Proliferative index was determined for all the tumors and was comparable between GFAP^+/+p53^−/− and GFAP^−/−p53^−/− mice (22±6 and 28±6%, respectively, P>0.05; Table 1), and the values were similar to those obtained in human glioma xenografts transplanted into nude rat brains (Engebraaten et al., 1999).

The possible role of GFAP in the development of astrocytomas has been discussed in dozens of articles spanning more than a quarter of a century. The generation of GFAP^−/− mice on the p53-null background provided a model to test the concept that GFAP might be a tumor suppressor gene. Utilizing this model, we found no difference in the incidence, growth, or histological characteristics of brain tumors between GFAP^−/− mice and GFAP^+/+ controls.

Although the number of GFAP-positive cells within a glioma is inversely proportional to the extent of anaplasia (Deck et al., 1978; Eng and Rubinstein, 1978), the distribution of GFAP expression within glioblastomas varies considerably. Astrocyte-like tumor cells, especially gemistocytes, are often strongly GFAP positive, whereas small undifferentiated cells within the same tumor are often negative. Our findings in this study demonstrate that the GFAP expression does not contribute to the development or progression of astrocytomas.

How can our findings be reconciled with numerous observations showing that cells lacking GFAP have a proliferative advantage over their GFAP-positive counterparts? In astrocytes, GFAP is the principal component of cytoskeletal intermediate filaments (Eng et al., 2000; Pekny, 2001). Before cell division, intermediate filaments are depolymerized, and phosphorylation plays a key role in this process (Ku et al., 1996). Some kinases, such as protein kinase C and cdc2, that are involved in cell-cycle regulation also participate in the phosphorylation of intermediate filaments (Inagaki et al., 1990; Dalton, 1992; Yong, 1992; Tsujimura et al., 1994). Consequently, the absence of intermediate filaments may increase the accessibility of such kinases to substrates involved in the cell cycle.
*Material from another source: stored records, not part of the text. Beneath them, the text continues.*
PR #2488, opened 2019-01-03
ARTEMIS-196 Implement Consumer Priority

michaelandrepearce:
Add consumer priority support
Includes refactor of consumer iterating in QueueImpl to its own logical class, to be able to implement.
Add OpenWire JMS Test - taken from ActiveMQ5
Add Core JMS Test
Add AMQP Test
Add Docs

### DIFF
--- a/artemis-core-client/src/main/java/org/apache/activemq/artemis/core/protocol/core/impl/wireformat/SessionCreateConsumerMessage.java
+++ b/artemis-core-client/src/main/java/org/apache/activemq/artemis/core/protocol/core/impl/wireformat/SessionCreateConsumerMessage.java
@@ -16,6 +16,7 @@
  */
 package org.apache.activemq.artemis.core.protocol.core.impl.wireformat;
 
+import org.apache.activemq.artemis.api.config.ActiveMQDefaultConfiguration;
 import org.apache.activemq.artemis.api.core.ActiveMQBuffer;
 import org.apache.activemq.artemis.api.core.SimpleString;
 
@@ -25,6 +26,8 @@ public class SessionCreateConsumerMessage extends QueueAbstractPacket {
 
    private SimpleString filterString;
 
+   private int priority;
+
    private boolean browseOnly;
 
    private boolean requiresResponse;
@@ -32,6 +35,7 @@ public class SessionCreateConsumerMessage extends QueueAbstractPacket {
    public SessionCreateConsumerMessage(final long id,
                                        final SimpleString queueName,
                                        final SimpleString filterString,
+                                       final int priority,
                                        final boolean browseOnly,
                                        final boolean requiresResponse) {
       super(SESS_CREATECONSUMER);
@@ -39,6 +43,7 @@ public class SessionCreateConsumerMessage extends QueueAbstractPacket {
       this.id = id;
       this.queueName = queueName;
       this.filterString = filterString;
+      this.priority = priority;
       this.browseOnly = browseOnly;
       this.requiresResponse = requiresResponse;
    }
@@ -52,6 +57,7 @@ public class SessionCreateConsumerMessage extends QueueAbstractPacket {
       StringBuffer buff = new StringBuffer(getParentString());
       buff.append(", queueName=" + queueName);
       buff.append(", filterString=" + filterString);
+      buff.append(", priority=" + priority);
       buff.append(", id=" + id);
       buff.append(", browseOnly=" + browseOnly);
       buff.append(", requiresResponse=" + requiresResponse);
@@ -65,6 +71,10 @@ public class SessionCreateConsumerMessage extends QueueAbstractPacket {
 
    public SimpleString getFilterString() {
       return filterString;
+   }
+
+   public int getPriority() {
+      return priority;
    }
 
    public boolean isBrowseOnly() {
@@ -84,6 +94,10 @@ public class SessionCreateConsumerMessage extends QueueAbstractPacket {
       this.filterString = filterString;
    }
 
+   public void setPriority(byte priority) {
+      this.priority = priority;
+   }
+
    public void setBrowseOnly(boolean browseOnly) {
       this.browseOnly = browseOnly;
    }
@@ -95,6 +109,7 @@ public class SessionCreateConsumerMessage extends QueueAbstractPacket {
       buffer.writeNullableSimpleString(filterString);
       buffer.writeBoolean(browseOnly);
       buffer.writeBoolean(requiresResponse);
+      buffer.writeInt(priority);
    }
 
    @Override
@@ -104,6 +119,11 @@ public class SessionCreateConsumerMessage extends QueueAbstractPacket {
       filterString = buffer.readNullableSimpleString();
       browseOnly = buffer.readBoolean();
       requiresResponse = buffer.readBoolean();
+      if (buffer.readableBytes() > 0) {
+         priority = buffer.readInt();
+      } else {
+         priority = ActiveMQDefaultConfiguration.getDefaultConsumerPriority();
+      }
    }
 
    @Override
@@ -113,6 +133,7 @@ public class SessionCreateConsumerMessage extends QueueAbstractPacket {
       result = prime * result + (browseOnly ? 1231 : 1237);
       result = prime * result + ((filterString == null) ? 0 : filterString.hashCode());
       result = prime * result + (int) (id ^ (id >>> 32));
+      result = prime * result + priority;
       result = prime * result + ((queueName == null) ? 0 : queueName.hashCode());
       result = prime * result + (requiresResponse ? 1231 : 1237);
       return result;
@@ -133,6 +154,8 @@ public class SessionCreateConsumerMessage extends QueueAbstractPacket {
          if (other.filterString != null)
             return false;
       } else if (!filterString.equals(other.filterString))
+         return false;
+      if (priority != other.priority)
          return false;
       if (id != other.id)
          return false;
--- a/artemis-protocols/artemis-amqp-protocol/src/main/java/org/apache/activemq/artemis/protocol/amqp/broker/AMQPSessionCallback.java
+++ b/artemis-protocols/artemis-amqp-protocol/src/main/java/org/apache/activemq/artemis/protocol/amqp/broker/AMQPSessionCallback.java
@@ -16,11 +16,13 @@
  */
 package org.apache.activemq.artemis.protocol.amqp.broker;
 
+import java.util.Map;
 import java.util.concurrent.CountDownLatch;
 import java.util.concurrent.Executor;
 import java.util.concurrent.TimeUnit;
 import java.util.concurrent.atomic.AtomicBoolean;
 
+import org.apache.activemq.artemis.api.config.ActiveMQDefaultConfiguration;
 import org.apache.activemq.artemis.api.core.ActiveMQAddressExistsException;
 import org.apache.activemq.artemis.api.core.ActiveMQException;
 import org.apache.activemq.artemis.api.core.ActiveMQQueueExistsException;
@@ -83,6 +85,8 @@ import org.jboss.logging.Logger;
 public class AMQPSessionCallback implements SessionCallback {
 
    private static final Logger logger = Logger.getLogger(AMQPSessionCallback.class);
+
+   private static final Symbol PRIORITY = Symbol.getSymbol("priority");
 
    protected final IDGenerator consumerIDGenerator = new SimpleIDGenerator(0);
 
@@ -223,7 +227,9 @@ public class AMQPSessionCallback implements SessionCallback {
 
       filter = SelectorTranslator.convertToActiveMQFilterString(filter);
 
-      ServerConsumer consumer = serverSession.createConsumer(consumerID, queue, SimpleString.toSimpleString(filter), browserOnly, false, null);
+      int priority = getPriority(protonSender.getSender().getRemoteProperties());
+
+      ServerConsumer consumer = serverSession.createConsumer(consumerID, queue, SimpleString.toSimpleString(filter), priority, browserOnly, false, null);
 
       // AMQP handles its own flow control for when it's started
       consumer.setStarted(true);
@@ -231,6 +237,11 @@ public class AMQPSessionCallback implements SessionCallback {
       consumer.setProtocolContext(protonSender);
 
       return consumer;
+   }
+
+   private int getPriority(Map<Symbol, Object> properties) {
+      Integer value = properties == null ? null : (Integer) properties.get(PRIORITY);
+      return value == null ? ActiveMQDefaultConfiguration.getDefaultConsumerPriority() : value;
    }
 
    public void startSender(Object brokerConsumer) throws Exception {
--- a/artemis-server/src/main/java/org/apache/activemq/artemis/core/server/Consumer.java
+++ b/artemis-server/src/main/java/org/apache/activemq/artemis/core/server/Consumer.java
@@ -21,7 +21,7 @@ import java.util.List;
 import org.apache.activemq.artemis.core.filter.Filter;
 import org.apache.activemq.artemis.spi.core.protocol.SessionCallback;
 
-public interface Consumer {
+public interface Consumer extends PriorityAware {
 
    /**
     *
@@ -80,4 +80,5 @@ public interface Consumer {
 
    /** an unique sequential ID for this consumer */
    long sequentialID();
+
 }
--- a/artemis-server/src/main/java/org/apache/activemq/artemis/core/server/impl/QueueConsumers.java
+++ b/artemis-server/src/main/java/org/apache/activemq/artemis/core/server/impl/QueueConsumers.java
@@ -1,0 +1,34 @@
+/*
+ * Licensed to the Apache Software Foundation (ASF) under one or more
+ * contributor license agreements. See the NOTICE file distributed with
+ * this work for additional information regarding copyright ownership.
+ * The ASF licenses this file to You under the Apache License, Version 2.0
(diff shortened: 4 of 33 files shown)


michaelandrepearce:
Ready for review. 

Ill look to merge within the week.

As noted by the Jira ticket, this is to add feature that is in ActiveMQ5 (http://activemq.apache.org/consumer-priority.html) so part of bringing feature parity, also note feature is in RabbitMQ also.

Think this might be the lowest Jira Ticket number i've worked on :)

artemis-server/src/main/java/org/apache/activemq/artemis/core/server/Consumer.java
```diff
@@ -21,7 +21,7 @@
 import org.apache.activemq.artemis.core.filter.Filter;
 import org.apache.activemq.artemis.spi.core.protocol.SessionCallback;
 
-public interface Consumer {
+public interface Consumer extends PriorityAware {
```
franz1981: Just a design q: why using a specific `PriorityAware` interface?
I'm assuming that we can't have anymore a `Consumer` that doesn't provide a `default int getPriority()`

artemis-server/src/main/java/org/apache/activemq/artemis/core/server/impl/QueueConsumers.java
```diff
@@ -0,0 +1,34 @@
...
+package org.apache.activemq.artemis.core.server.impl;
+
+import org.apache.activemq.artemis.core.server.PriorityAware;
+
+import java.util.Collection;
+import java.util.Set;
+
+public interface QueueConsumers<T extends PriorityAware> extends Collection<T> {
+
+   Set<Integer> getPriorites();
```
franz1981: I know that's just a test method, so feel free to ignore me, but I would just use a byte[] here :P

artemis-server/src/main/java/org/apache/activemq/artemis/core/server/impl/QueueConsumersImpl.java
```diff
@@ -0,0 +1,648 @@
...
+         if (midVal.level() > level)
+            low = mid + 1;
+         else if (midVal.level() < level)
+            high = mid - 1;
+         else
+            return midVal; //key found
+      }
+
+      if (createIfMissing) {
+         Level<T>[] newLevels = newLevelArrayInstance(current.length + 1);
```
franz1981: will pack this one into a separate method (if possible)

artemis-server/src/main/java/org/apache/activemq/artemis/core/server/impl/QueueConsumersImpl.java
```diff
@@ -0,0 +1,648 @@
...
+         }
+         newLevels[low] = new Level<T>(level);
+         setArray(newLevels);
+         return newLevels[low];
+      }
+      return null;
+   }
+
+   @Override
+   public synchronized boolean add(T t) {
```
franz1981: it could happen that many will access this one concurrently?

artemis-server/src/main/java/org/apache/activemq/artemis/core/server/impl/QueueConsumersImpl.java
```diff
@@ -0,0 +1,648 @@
...
+         }
+         levels = queueConsumers.getArray();
+         level = -1;
+         currentIterator = null;
+         return this;
+      }
+   }
+
+   /**
+    * This is represents a getPriority and is modeled on CopyOnArrayList.
```
franz1981: `{@link CopyOnWriteArrayList}`

artemis-server/src/main/java/org/apache/activemq/artemis/core/server/impl/QueueConsumersImpl.java
```diff
@@ -0,0 +1,648 @@
...
+    *
+    * @param <E>
+    */
+   private static class Level<E> {
```
franz1981: I'm not a big fan of multiple layers of abstractions, but I admit that `Level` is sharing here a lot from `CopyOnWriteArratList`: we can't just reuse it somehow? It is due to the `setArray` call?

artemis-server/src/main/java/org/apache/activemq/artemis/core/server/impl/ResetableIterator.java
```diff
@@ -0,0 +1,29 @@
...
+import java.util.Iterator;
+
+public interface ResetableIterator<T> extends Iterator<T> {
+
+   /**
+    * Resets the iterator so you can re-iterate over all elements.
+    *
+    * @return itself, this is just for convenience.
+    */
+   ResetableIterator<T> reset();
```
franz1981: We can extends `AutoCloseable` too and override `close`  in order to call `reset` by default too

artemis-core-client/src/main/java/org/apache/activemq/artemis/core/protocol/core/impl/wireformat/SessionCreateConsumerMessage.java
```diff
@@ -25,20 +26,24 @@
 
    private SimpleString filterString;
 
+   private int priority;
```
franz1981: I will change it as `byte` if we are not planning to support priorities > 127 ie `Byte::MAX_VALUE`
For small messages it *could* save some space (TBH to be verified with JOL tool)

artemis-core-client/src/main/java/org/apache/activemq/artemis/core/protocol/core/impl/wireformat/SessionCreateConsumerMessage.java
```diff
@@ -95,6 +109,7 @@ public void encodeRest(final ActiveMQBuffer buffer) {
       buffer.writeNullableSimpleString(filterString);
       buffer.writeBoolean(browseOnly);
       buffer.writeBoolean(requiresResponse);
+      buffer.writeInt(priority);
```
franz1981: I will write it as a byte, if we don't plan to support more then 127 priorities, consumer-side: but as I've said is a negligible save of space on the wire

artemis-protocols/artemis-amqp-protocol/src/main/java/org/apache/activemq/artemis/protocol/amqp/broker/AMQPSessionCallback.java
```diff
@@ -233,6 +239,11 @@ public Object createSender(ProtonServerSenderContext protonSender,
       return consumer;
    }
 
+   private int getPriority(Map<Symbol, Object> properties) {
+      Integer value = properties == null ? null : (Integer) properties.get(PRIORITY);
```
franz1981: I would use a cast to `Number` and call `Number::byteValue`

franz1981:
I have taken a fast look and already written down some comment: it looks ok to me, but I need to look further in the `QueueConsumersImpl` details.
I'm happy about the nice abstraction over the consumers to simplify the message handling on `QueueImpl` and I suppose that keeping refactoring and this feature (consumer's priorities) separated isn't easy (nor sure it makes sense TBH), so I won't bother asking for it. well done! :+1:

artemis-server/src/main/java/org/apache/activemq/artemis/core/server/Consumer.java
michaelandrepearce: Correct, but to make testing of the QueueConsumersImpl logic easier and quite self contained this, its kept seperate, also it means if we wanted to reuse the new QueueConsumerImpl for other PriorityAware needs it makes it easier.

artemis-server/src/main/java/org/apache/activemq/artemis/core/server/impl/QueueConsumers.java
michaelandrepearce: Priority is of Integer type, not byte.

artemis-server/src/main/java/org/apache/activemq/artemis/core/server/impl/QueueConsumersImpl.java
michaelandrepearce: I tried....its not, or at least i couldnt ;)

artemis-server/src/main/java/org/apache/activemq/artemis/core/server/impl/QueueConsumersImpl.java
michaelandrepearce: Yes, its following the lines on design of CopyOnWriteArrayList, but using syncronized methods over using Reentrant lock as concurrency expected is low.

artemis-server/src/main/java/org/apache/activemq/artemis/core/server/impl/QueueConsumersImpl.java
michaelandrepearce: No we cant, as we need access to getArray() without a copy, which is package access only in CopyOnWriteArrayList.

artemis-server/src/main/java/org/apache/activemq/artemis/core/server/impl/QueueImpl.java
```diff
@@ -2497,45 +2494,36 @@ private void deliver() {
...
                      handleMessageGroup(ref, consumer, groupConsumer, groupID);
                   }
 
+                  deliveriesInTransit.countUp();
+
+
+                  removeMessageReference(holder, ref);
+                  handledconsumer = consumer;
                   handled++;
+                  consumers.reset();
```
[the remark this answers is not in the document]
michaelandrepearce: That is not this intent, the intent in reset is just to move the iterator markers, its not a resources its purpose.

artemis-server/src/main/java/org/apache/activemq/artemis/core/server/impl/QueueImpl.java
```diff
@@ -3080,45 +3053,20 @@ private boolean deliverDirect(final MessageReference ref) {
...
+         consumers.reset();
 
-         while (true) {
-            ConsumerHolder<? extends Consumer> holder;
-            if (redistributor == null) {
-               holder = consumerList.get(pos);
-            } else {
-               holder = redistributor;
-            }
+         while (consumers.hasNext() || redistributor != null) {
```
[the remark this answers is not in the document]
michaelandrepearce: Trying to keep to standard interfaces, this is the standard Iterator methods. Also at this point in the while we do not want to actually get the next, theres some timeouts and other checks needed to be done first, thus next is called a little later on.

artemis-core-client/src/main/java/org/apache/activemq/artemis/core/protocol/core/impl/wireformat/SessionCreateConsumerMessage.java
michaelandrepearce: We should support int, as AMQP uses can use -2^31 to 2^31-1. 

This changes nothing on the Message size, or any space concerns, this is Only on consumer creation.

artemis-core-client/src/main/java/org/apache/activemq/artemis/core/protocol/core/impl/wireformat/SessionCreateConsumerMessage.java
michaelandrepearce: we plan to support int.

artemis-protocols/artemis-amqp-protocol/src/main/java/org/apache/activemq/artemis/protocol/amqp/broker/AMQPSessionCallback.java
michaelandrepearce: Users in AMQP land will expect Integer.

Qpid -https://qpid.apache.org/releases/qpid-broker-j-7.0.6/book/Java-Broker-Runtime-Consumers.html#Java-Broker-Runtime-Consumers-Prioirty

artemis-server/src/main/java/org/apache/activemq/artemis/core/server/impl/QueueConsumersImpl.java
franz1981: I understand it, but my point is more an idea to improve/simplify things: I understand that `CopyOnWriteArrayList` is the original starting point but here we are doing something similar, but different.
If we just use few methods of it I would instead just implement what we need, avoiding to test/provide behaviours for more complex things that we are not using from it. The same to be said from the concurrency behaviour: if we have this class designed to be used in a single writer fashing, making the code simpler (and faster most of the time), I would do this instead.
We are not implementing here any new CopyOnWriteArrayList, but a specific domain -specific class so I suppose that won't hurt to make it simpler (if possible)

michaelandrepearce:
@franz1981 alot of comments where why integer vs byte, whilst legacy ActiveMQ only supported 0-127 in open wire, many other brokers support integer for this feature, e.g. QPID for AMQP supports -2^31 to 2^31-1 like wise rabbitmq.

This is set on the consumer (its not per message) so size isn't an issue it makes sense to support the int and not constrain our selves un-neededly, making people migrating AMQP easier.

artemis-server/src/main/java/org/apache/activemq/artemis/core/server/impl/ResetableIterator.java
michaelandrepearce: -1 we are not closing the iterator, nor would this go in a try resources block., we are simply resetting the iterator so it marks the endpos = startpos, so we continue to round robin, as successfully handled a message.

artemis-server/src/main/java/org/apache/activemq/artemis/core/server/impl/QueueConsumersImpl.java
michaelandrepearce: will do.

artemis-server/src/main/java/org/apache/activemq/artemis/core/server/impl/QueueConsumersImpl.java
michaelandrepearce: All methods added we are using. Its not used in single write. This class essentially replaces the CopyOnWriteArrayList we used to hold the consumers, and supported only simple round robin before, and why most of its design is based on that.

franz1981:
@michaelandrepearce Yep, I have written it everytime while reading the code mate, sorry :)
Yes I do understand the bits related to byte vs int (and I agree) and related to `Iterator:.reset` too (i agree there too).
Just I'm concerned about reducing as much as possible the code complexity by having "inherited" a custom "CopyOnWriteArrayList".
I can't say if is better to simplify it as much as possible to get what we really need or just having this custom version of it as we are doing now. 
Using a final static `MethodHandle` to steal the array when we need it could be not such a bad solution too: I'm not a fan of `reflection-magic-like` things but I admit that it could avoid to copy an entire implementation just for 1 or 2 missing methods.

michaelandrepearce:
Reflection would not be good here, getArray is HOT path, its reason why i need it.

franz1981:
@michaelandrepearce Consider that a static final MethodHandle::invokeExact has performance similar to a direct call, not a reflective call http://mail.openjdk.java.net/pipermail/jigsaw-dev/2017-January/010894.html

michaelandrepearce:
@franz1981 is that java 8? I thought it was Java 9+

franz1981:
@michaelandrepearce It has been introduced into Java 8 to support the lambda as they are now, Java 9 has introduced VarHandle, that has a similar name and overlapping functionalities :P

michaelandrepearce:
@franz1981 can you check your private email, a few queries on MethodHandle ;)

artemis-server/src/main/java/org/apache/activemq/artemis/core/server/impl/QueueConsumersImpl.java
michaelandrepearce: Done - resolving

artemis-server/src/main/java/org/apache/activemq/artemis/core/server/impl/QueueImpl.java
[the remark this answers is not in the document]
michaelandrepearce: resolving as discussed else where

artemis-server/src/main/java/org/apache/activemq/artemis/core/server/impl/ResetableIterator.java
michaelandrepearce: ill mark resolved then.

artemis-core-client/src/main/java/org/apache/activemq/artemis/core/protocol/core/impl/wireformat/SessionCreateConsumerMessage.java
michaelandrepearce: marking resolved.

artemis-server/src/main/java/org/apache/activemq/artemis/core/server/impl/QueueConsumersImpl.java
michaelandrepearce: I assume thumbs up, means your query is resolved, ill mark this as resolved so i can keep track of open things i need to address.

franz1981:
Yep, it is a common scenario to use a security manager so I prefer to not force adding any exception on the security manger to allow just this calls to work

michaelandrepearce:
Cool so will leave as is then. thanks for the review!

michaelandrepearce:
Im going to close this for the other PR.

As a result, cultured cells devoid of GFAP (Weinstein et al., 1991; Rutka et al., 1994; Pekny et al., 1998) and the GFAP-negative fraction of cells within astrocytoma would proliferate more rapidly than GFAP-positive cells. Nevertheless, the absence of GFAP does not seem to increase the transformability of such astrocytes in vivo. Thus, the loss of GFAP expression frequently seen in high-grade astrocytomas does not constitute a step in tumor development. Rather, it may reflect the undifferentiated state of these cells.